Esse tal de Normcore

Postado por em nov 20, 2014 em Blog, Moda, Tendências | 4 comentários

Em outubro de 2013, a Box 1824 e a K-Hole divulgaram um estudo definindo uma nova tendência de comportamento no consumo, o Normcore. Tais empresas ficam de olho em novidades socioculturais que despontam, sinalizando caminhos que em breve serão seguidos por todo mundo. O Normcore, no caso, é  “a atitude de transcender a diferenciação industrial em vez de contrapô-la”. Ou seja, abraçar o que é popular, sem se submeter a ele, sem se preocupar em ser mais um, mas sem perder a identidade. É não ter medo de estar com todo mundo, de ser normal.

Outra definição muito vista por aí é “a moda de Seinfeld”, que até virou meme, em referência ao estilo básico, normal, dos personagens da série sobre o nada. A moda sobre o nada?

Pouco mais de um ano depois, passada a edição de inverno 2015 do São Paulo Fashion Week, vimos pipocar matérias falando sobre isso, mais de um estilista declarando que o Normcore foi a referência de sua coleção e fashionistas descrevendo o look do dia como sendo da tendência. Ou seja, o que antes era um papo teórico, agora atingiu o que consumimos.

Por isso, nesse post, pretendo explicar o que é esse tal de Normcore e permear com a minha opinião. O que mais tenho visto na imprensa nacional são guias de como se vestir na tendência. Assim como o pessoal da Box, acho que é mais do que um modismo da indústria, é algo comportamental, portanto mais abrangente. E mais forte do que parece, por isso, relevante.

Como o Normcore se formou

Vejo que alguns pontos culturais e de comportamento se encontraram, unindo pessoas que antes estavam em diferentes esferas da sociedade, em um mesmo movimento, com atitudes e gostos em comum.

Anos 90, the come back:
O primeiro ponto foi o retorno dos anos 90. A indústria se alimenta do passado para nos fazer consumir. Fato. Não dá para ser tão original assim temporada após temporada. Então, quando distância suficiente é tomada, para bater aquela nostalgia, quando já há uma geração que não viveu aquela década consumindo, ela volta. Pronto. E aquela foi a década dos garotos suburbanos, dos amigos que dividiam apartamento, dos roqueiros de garagem, do estilo das ruas, do moletom, da flanela e do tênis. A única coisa que parecia separar os ídolos de seus fãs era a fama.

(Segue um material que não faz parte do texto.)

PR #752, opened 2024-12-31
Make restricted room join tests clearer

morguldir:
Firstly this PR makes the tests work on more implementations, for example ruma and GMS won't really understand `join_authorised_via_users_server` not looking like a user id, similar to what https://github.com/matrix-org/complement/pull/224 tried to do

Making it a user id that isn't correct still makes sure that the server can handle clients updating the member event directly with /myroomnick or similar

Some errors were also silently being ignored, which made it harder to tell which part of the test was actually failing

### Pull Request Checklist

### DIFF
--- a/tests/restricted_rooms_test.go
+++ b/tests/restricted_rooms_test.go
@@ -99,8 +99,6 @@ func checkRestrictedRoom(t *testing.T, alice *client.CSAPI, bob *client.CSAPI, a
 				Content: map[string]interface{}{
 					"membership":  "join",
 					"displayname": "Bobby",
-					// This should be ignored since this is a join -> join transition.
-					"join_authorised_via_users_server": "unused",
 				},
 			},
 		)
--- a/tests/restricted_rooms_test.go
+++ b/tests/restricted_rooms_test.go
@@ -99,6 +99,8 @@ func checkRestrictedRoom(t *testing.T, alice *client.CSAPI, bob *client.CSAPI, a
 				Content: map[string]interface{}{
 					"membership":  "join",
 					"displayname": "Bobby",
+					// This should be ignored by the server since this is a join -> join transition
+					"join_authorised_via_users_server": "@unused:unused.local",
 				},
 			},
 		)
--- a/tests/restricted_rooms_test.go
+++ b/tests/restricted_rooms_test.go
@@ -64,7 +64,7 @@ func checkRestrictedRoom(t *testing.T, alice *client.CSAPI, bob *client.CSAPI, a
 
 	t.Run("Join should succeed when joined to allowed room", func(t *testing.T) {
 		// Join the allowed room.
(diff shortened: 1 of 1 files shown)


tests/restricted_rooms_test.go
```diff
@@ -99,8 +99,8 @@ func checkRestrictedRoom(t *testing.T, alice *client.CSAPI, bob *client.CSAPI, a
 				Content: map[string]interface{}{
 					"membership":  "join",
 					"displayname": "Bobby",
-					// This should be ignored since this is a join -> join transition.
-					"join_authorised_via_users_server": "unused",
+					// This should be ignored by the server since this is a join -> join transition
+					"join_authorised_via_users_server": "@unused:unused.local",
```
clokep, line 103: What happens if a ruma-based server gets garbage here then? Does it still work?

morguldir: It can create the event then, but it won’t really work properly unless the server removes the field when handling the PUT like synapse does

So when verifying the signature of a federation event actually looking like that it won’t work still

This part i think is intended though, although seemingly synapse changed that behaviour at some point too 🧐

clokep: I'm not really following your comment, sorry. Shouldn't the field be removed no matter what? So what isn't working for ruma?

morguldir: Sorry yeah it should, but if another server forgets to remove it, then ruma still tries to check the signature, but synapse seems to still allow the event

tests/restricted_rooms_test.go
```diff
@@ -114,6 +114,15 @@ func checkRestrictedRoom(t *testing.T, alice *client.CSAPI, bob *client.CSAPI, a
...
 		// attempt to join the room.
+		alice.MustSyncUntil(t, client.SyncReq{}, client.SyncTimelineHas(
+			room, func(ev gjson.Result) bool {
+				if ev.Get("type").Str != "m.room.member" || ev.Get("sender").Str != bob.UserID {
+					return false
+				}
+
+				return ev.Get("content").Get("membership").Str == "leave"
+			}))
+
```
kegsay, line 125: This is a duplicate of the stuff underneath? Why add this?

morguldir: It makes sure the leave worked in both rooms now

tests/restricted_rooms_test.go
anoadragon453: Irrespective of the behaviour of Synapse and Ruma, this field should either be set to a valid structure for this field (a Matrix ID), or it should explicitly call out that this field is set to an invalid value on purpose.

As the latter does not appear the case, I agree with this change. However I'm not opposed to another test that checks homeservers correctly handle invalid content in this field.

anoadragon453 (changes requested):
Minor request, otherwise LGTM!

PR #757, opened 2025-01-18
Add remote invite -> join/reject tests for rooms that a homeserver is already participating in

MadLittleMods:
Add remote invite -> join/reject tests for rooms that a homeserver is already participating in

Regression tests for https://github.com/element-hq/synapse/pull/18075

### Pull Request Checklist


kegsay (approved):
Thorough documentation, but you can probably do better tests here. The current ones are end-to-end with two HS impls, so you cannot engineer the race condition. If you used a Complement HS you could control when the invite comes in via `/send`.

MadLittleMods:
Good shout @kegsay! I'll continue on an engineered solution to go alongside these :fast_forward:

PR #765, opened 2025-02-27
Open up more ServerRoom functions

kegsay:
This allows more experimentation because it allows Complement to make ServerRoom structs for unknown room versions.


devonh (approved):
Don't see any reason not to expose these.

Outra vertente dos anos 90, a estética minimalista encontra campo fértil agora para crescer. Após um período em que cada um procurava sua individualidade e assim se expressava de forma a se destacar na multidão, as pessoas parecem cansadas de excessos. O minimalismo, mais neutro e clean, é perfeito para construir uma imagem mais normal. Chega de logos, estampas, ostentação ou expressão rebelde no look. Porém, a limpeza do visual não é uma atitude yuppie de aceitação do mainstream. O Normcore é uma atitude ambivalente, aceita o popular, mas não se submete a ele, é mais um posicionamento de deixar de lado a importância de se distinguir e ser apenas mais autêntico.
gisele Jil Sander 1999
*Gisele Bündchen na passarela de Jil Sander – verão/primavera 1999

Alguns exemplos práticos foram vistos na indústria da moda recentemente. Conhecidas pelo estilo coxinha a Abercrombie & Fitch e a Hollister Co., que são do mesmo grupo, anunciaram que irão estrategicamente reduzir os logos de suas roupas, após queda nas vendas no segundo quadrimestre deste ano. Na outra ponta, a hipster Urban Outfitters também foi obrigada a rever seus produtos por conta do mesmo motivo. A marca passa pelo segundo trimestre de perdas e vem sofrendo um revés de imagem após abusar de seu caráter ousado. Camisetas com frases do tipo “coma menos”, e um moletom com o emblema da Universidade de Kent e respingos de sangue, fazendo alusão a um massacre ocorrido na instituição em 1970, vêm causando aversão a seus consumidores.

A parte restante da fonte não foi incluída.